» TASK DESCRIPTION
Begin at the top of the following data. Copy each line exactly until you have copied the line containing "PR #983, opened 2022-07-14".

» Stored data
PR #578, opened 2019-03-06
[10.0] Allow to install website_menu_by_user_status

BenjaHe:
Enable installation of this module for V10


claudiagn (commented):
@BenjaHe only installation or also functional review?

PR #983, opened 2022-07-14
Remove block loops from mpas_atm_time_integration.F

gdicker1:
A MPAS domain encompasses the entire problem space being simulated and is decomposed across blocks when running in parallel. To maintain generality it was not initially assumed that one thread would be associated with one block (i.e. one thread could have multiple blocks or blocks could be shared across threads). This means that any operation that would modify a variable in a subpool (e.g. horizontal wind speed `u`), would need to start at the head of the blocklist, fetch the necessary subpools from the block, fetch arrays/fields/dimensions from subpools, perform computation, and then repeat for each block in the blocklist. These "block loops" and are illustrated in the example below. Since there should now only be one block per thread, the block loops, the whitespace they consumed, and repeated fetching of pointers is unnecessary.

This pull request removes the block loops from `mpas_atm_time_integration.F`, reclaims the blank lines and columns used for the loops, and moves the calls to `mpas_pool_get_subpool` and `mpas_pool_get_dimensions` within `atm_srk3` to the top of the subroutine where feasible. 

General form of a block loop:
```
block => domain % blocklist
do while (associated(block))
   ! Get the subpools that contain arrays, fields, or dimensions that are needed
   call mpas_pool_get_subpool(block % structs, 'state', state)
   call mpas_pool_get_subpool(block % structs, 'mesh', mesh)

   ! Get the dimensions and arrays needed
   call mpas_pool_get_dimension(state, 'nThreads', nThreads)
   call mpas_pool_get_dimension(mesh, 'nCells', nCells)
   call mpas_pool_get_array(state, 'u', u)

    ...
   ! Code that updates u for this block
   ...
   ! Advance to the next block in the blocklist
   block => block % next
end do
```

### DIFF
--- a/src/core_atmosphere/dynamics/mpas_atm_time_integration.F
+++ b/src/core_atmosphere/dynamics/mpas_atm_time_integration.F
@@ -203,8 +203,8 @@ module atm_time_integration
       clock => domain % clock
       block => domain % blocklist
 
-      call mpas_pool_get_config(domain % blocklist % configs, 'config_time_integration', config_time_integration)
-      call mpas_pool_get_config(domain % blocklist % configs, 'config_apply_lbcs', config_apply_lbcs)
+      call mpas_pool_get_config(block % configs, 'config_time_integration', config_time_integration)
+      call mpas_pool_get_config(block % configs, 'config_apply_lbcs', config_apply_lbcs)
 
       if (trim(config_time_integration) == 'SRK3') then
          call atm_srk3(domain, dt, itimestep)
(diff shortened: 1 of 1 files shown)


mgduda:
I've tested the following dynamics configurations to verify that we get bit-identical results before and after the changes in this PR:

- [ ] config_time_integration_order=2, config_split_dynamics_transport=true, config_number_of_sub_steps=2, config_dynamics_split_steps=3

mgduda (approved):
This looks great to me. It's always nice when we remove more lines in a PR than we add!

skamaroc (approved):

PR #984, opened 2022-07-20
Remove whitespace in Makefile

stephenmsachs:
This seems trivial but I have actually written an sed parser that trips over
this here:
https://github.com/spack/spack/blob/43673fee808f9e02efcb4330c6a7fa2c9b80c14c/var/spack/repos/builtin/packages/mpas-model/package.py#L74

### DIFF
--- a/Makefile
+++ b/Makefile
@@ -28,7 +28,7 @@ xlf:
 	"USE_PAPI = $(USE_PAPI)" \
 	"OPENMP = $(OPENMP)" \
 	"CPPFLAGS = $(MODEL_FORMULATION) -D_MPI" )
- 
+
 ftn:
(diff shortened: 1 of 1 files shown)


mgduda:
@stephenmsachs Thanks for opening this PR. The change looks good to me, of course. One small request, though: could you update the commit message and PR description to describe in a sentence or two what the change accomplishes without referencing a link that may disappear in future? Something to the effect of "Remove a space on an otherwise blank line separating two build targets in the top-level Makefile for consistency."? If you don't mind, I can also just force-push an update to your branch.

stephenmsachs:
Closing in favor of https://github.com/MPAS-Dev/MPAS-Model/pull/987

PR #986, opened 2022-08-10
Fix PV registry descriptions

theweathermanda:
In the Registry, the pv_vertex, pv_edge, and pv_cell variables are described as "absolute vorticity/rho_zz", but the density component was previously removed from the model code. This request updates the descriptions and units of these variables to be consistent with the absolute vertical vorticity. 

In Line 4816 of mpas_atm_time_integration.F (v7.3): "the original definition of pv_edge had a factor of 1/density. We have removed that factor given that it was not integral to any conservation property of the system"

Relative vertical vorticity is calculated beginning at Line 5606 (in v7.3) as:

```
      do iVertex=vertexStart,vertexEnd
         vorticity(1:nVertLevels,iVertex) = 0.0
         do i=1,vertexDegree
            iEdge = edgesOnVertex(i,iVertex)
            s = edgesOnVertex_sign(i,iVertex) * dcEdge(iEdge)
!DIR$ IVDEP
            do k=1,nVertLevels
               vorticity(k,iVertex) = vorticity(k,iVertex) + s * u(k,iEdge)
            end do
         end do
!DIR$ IVDEP
         do k=1,nVertLevels
            vorticity(k,iVertex) = vorticity(k,iVertex) * invAreaTriangle(iVertex)
         end do
      end do

```
(with 'u' as the uncoupled normal component of horizontal velocity), and planetary vorticity is added to get absolute vorticity at Line 5754:

`            pv_vertex(k,iVertex) = (fVertex(iVertex) + vorticity(k,iVertex))`

Thus, pv_vertex is the absolute vertical vorticity at a vertex.

### DIFF
--- a/src/core_atmosphere/Registry.xml
+++ b/src/core_atmosphere/Registry.xml
@@ -1565,8 +1565,8 @@
                 <var name="vorticity" type="real" dimensions="nVertLevels nVertices Time" units="s^{-1}"
                      description="Relative vorticity at vertices"/>
 
-                <var name="pv_edge" type="real" dimensions="nVertLevels nEdges Time" units="s^{-1} kg^{-1} m^3"
-                     description="absolute vorticity/rho_zz averaged to the cell edge from the vertices"/>
+                <var name="pv_edge" type="real" dimensions="nVertLevels nEdges Time" units="s^{-1}"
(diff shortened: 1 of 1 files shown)


mgduda (approved):
Looks good to me!

PR #988, opened 2022-08-16
Eliminate the use of hard-coded Fortran unit numbers in atmosphere code

gdicker1:
Some files contained hard-coded numbers for file units instead of searching for unused units. This PR changes those in the atmosphere core to instead use `mpas_io_units` via the `mpas_new_unit` and `mpas_release_unit` subroutines. This ensures that MPAS can be used in more contexts where it isn't certain whether a particular unit (e.g. 27) is already in use.

This PR copies and extends the work done in JCSDA-internal/MPAS-Model PR#12

### DIFF
--- a/src/core_atmosphere/diagnostics/soundings.F
+++ b/src/core_atmosphere/diagnostics/soundings.F
@@ -232,6 +232,7 @@ module soundings
         use mpas_derived_types, only : MPAS_Time_type, MPAS_NOW
         use mpas_timekeeping, only : MPAS_is_alarm_ringing, MPAS_reset_clock_alarm, MPAS_get_clock_time, MPAS_get_time
         use mpas_constants, only : rvord
+        use mpas_io_units, only: mpas_new_unit, mpas_release_unit
 
         implicit none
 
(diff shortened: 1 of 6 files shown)


gdicker1:
This was tested with a default run of the 120km benchmark. I was hoping this would pass through visual inspection. If necessary I can do further tests to be sure the changes (e.g. to Thompson microphysics or soundings diagnostic) are correct.

mgduda (changes requested):
Since the `module_mp_thompson.F` code is shared with WRF (though the versions may have drifted apart slightly), it may be good to try our best at keeping our version compatible with WRF. As was done in `module_ra_cam_support.F`, it may be good to surround calls to `mpas_new_unit` and `mpas_release_unit` with `#if defined(mpas)` guards, and for non-MPAS builds, to simply set `mp_unit` to 11. We can also move the use of the `mpas_io_units` module up to the top of the file near the use of other MPAS-specific modules (although those aren't guarded by an `#if defined(mpas)` directive, at least they'll all be in the same place).

gdicker1:
@mgduda let me know if you have anything else! Commit [f6f5662](https://github.com/MPAS-Dev/MPAS-Model/pull/988/commits/f6f5662a9541db2b5577a90df6826cc29d6ca4b7) should fix what you asked for so far!

mgduda (approved):
This PR looks great to me. Thanks!

PR #989, opened 2022-08-18
Fix memory leak in deallocate_microphysics for recloud_p, reice_p, and resnow_p

mgduda:
This PR fixes a memory leak in the deallocate_microphysics routine for the recloud_p,
reice_p, and resnow_p arrays.

The logic for deallocating the recloud_p, reice_p, and resnow_p fields was incorrect,
leading to a memory leak at the end of a simulation. Rather than checking if these arrays
are allocated and allocating them if they are not, the code now checks whether these
arrays are allocated and deallocates them if they are.


ldfowler58:
I reviewed the PR and totally agree with the memory leak fix. I have not idea what was going on in my head when I did this several years ago. Thanks.

ldfowler58 (approved):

» SOLUTION FOR THIS PROBLEM
PR #578, opened 2019-03-06
[10.0] Allow to install website_menu_by_user_status

BenjaHe:
Enable installation of this module for V10


claudiagn (commented):
@BenjaHe only installation or also functional review?

PR #983, opened 2022-07-14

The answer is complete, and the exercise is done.